■ Supplied records:
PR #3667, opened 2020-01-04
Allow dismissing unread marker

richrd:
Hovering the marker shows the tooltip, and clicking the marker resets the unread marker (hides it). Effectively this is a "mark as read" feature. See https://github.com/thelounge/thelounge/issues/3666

* * *

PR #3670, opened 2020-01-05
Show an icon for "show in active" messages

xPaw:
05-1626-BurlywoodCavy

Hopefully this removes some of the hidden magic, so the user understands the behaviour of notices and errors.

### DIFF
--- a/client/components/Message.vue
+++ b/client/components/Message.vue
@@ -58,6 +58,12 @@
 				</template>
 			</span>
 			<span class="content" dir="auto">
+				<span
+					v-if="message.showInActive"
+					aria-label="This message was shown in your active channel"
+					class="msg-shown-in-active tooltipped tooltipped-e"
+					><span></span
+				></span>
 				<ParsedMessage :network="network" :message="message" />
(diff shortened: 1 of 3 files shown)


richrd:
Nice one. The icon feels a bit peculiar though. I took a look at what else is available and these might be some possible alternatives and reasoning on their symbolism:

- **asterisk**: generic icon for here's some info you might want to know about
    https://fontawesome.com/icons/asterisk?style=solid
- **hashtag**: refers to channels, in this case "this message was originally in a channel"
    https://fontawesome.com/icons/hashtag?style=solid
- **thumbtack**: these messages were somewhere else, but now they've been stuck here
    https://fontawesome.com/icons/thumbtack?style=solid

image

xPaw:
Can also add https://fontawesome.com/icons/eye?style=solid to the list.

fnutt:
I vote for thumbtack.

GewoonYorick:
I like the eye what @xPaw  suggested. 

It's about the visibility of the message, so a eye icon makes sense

* * *

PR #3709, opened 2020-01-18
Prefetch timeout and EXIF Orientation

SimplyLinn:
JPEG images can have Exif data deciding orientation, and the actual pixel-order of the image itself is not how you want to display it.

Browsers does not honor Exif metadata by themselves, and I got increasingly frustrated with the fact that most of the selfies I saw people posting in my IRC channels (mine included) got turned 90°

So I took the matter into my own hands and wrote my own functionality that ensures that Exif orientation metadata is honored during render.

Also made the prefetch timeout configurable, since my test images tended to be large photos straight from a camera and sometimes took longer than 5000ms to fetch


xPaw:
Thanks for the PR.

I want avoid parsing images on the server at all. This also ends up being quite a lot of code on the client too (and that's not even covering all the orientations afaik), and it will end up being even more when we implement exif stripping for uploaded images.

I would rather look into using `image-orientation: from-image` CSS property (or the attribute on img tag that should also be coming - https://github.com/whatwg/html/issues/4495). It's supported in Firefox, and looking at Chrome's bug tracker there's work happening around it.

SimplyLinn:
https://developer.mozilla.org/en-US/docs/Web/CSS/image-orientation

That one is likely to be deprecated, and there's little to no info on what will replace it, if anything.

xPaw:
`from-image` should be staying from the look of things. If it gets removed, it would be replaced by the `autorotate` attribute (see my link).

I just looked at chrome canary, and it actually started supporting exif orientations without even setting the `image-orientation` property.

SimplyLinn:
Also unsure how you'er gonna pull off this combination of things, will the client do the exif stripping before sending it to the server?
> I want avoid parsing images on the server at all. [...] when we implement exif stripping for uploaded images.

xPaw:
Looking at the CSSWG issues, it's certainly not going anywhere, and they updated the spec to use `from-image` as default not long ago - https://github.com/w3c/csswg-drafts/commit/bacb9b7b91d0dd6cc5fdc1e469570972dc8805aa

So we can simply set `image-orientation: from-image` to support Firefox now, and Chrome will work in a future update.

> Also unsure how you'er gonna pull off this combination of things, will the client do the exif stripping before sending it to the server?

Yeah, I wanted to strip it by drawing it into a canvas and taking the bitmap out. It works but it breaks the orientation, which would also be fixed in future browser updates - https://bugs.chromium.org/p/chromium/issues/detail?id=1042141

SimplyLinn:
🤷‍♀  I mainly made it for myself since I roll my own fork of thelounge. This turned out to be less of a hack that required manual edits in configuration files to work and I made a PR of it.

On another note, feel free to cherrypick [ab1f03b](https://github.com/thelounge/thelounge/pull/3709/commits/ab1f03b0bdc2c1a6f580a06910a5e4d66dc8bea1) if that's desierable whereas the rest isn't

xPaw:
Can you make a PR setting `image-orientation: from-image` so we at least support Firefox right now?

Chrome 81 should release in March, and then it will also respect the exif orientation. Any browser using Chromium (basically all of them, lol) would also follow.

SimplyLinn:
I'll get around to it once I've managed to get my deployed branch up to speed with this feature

■ Problem description: The expected output is exactly the lines of the listing above between the line holding "PR #3667, opened 2020-01-04" and the line holding "Hovering the marker", inclusive.

■ Response for this exercise:
PR #3667, opened 2020-01-04
Allow dismissing unread marker

richrd:
Hovering the marker shows the tooltip, and clicking the marker resets the unread marker (hides it). Effectively this is a "mark as read" feature. See https://github.com/thelounge/thelounge/issues/3666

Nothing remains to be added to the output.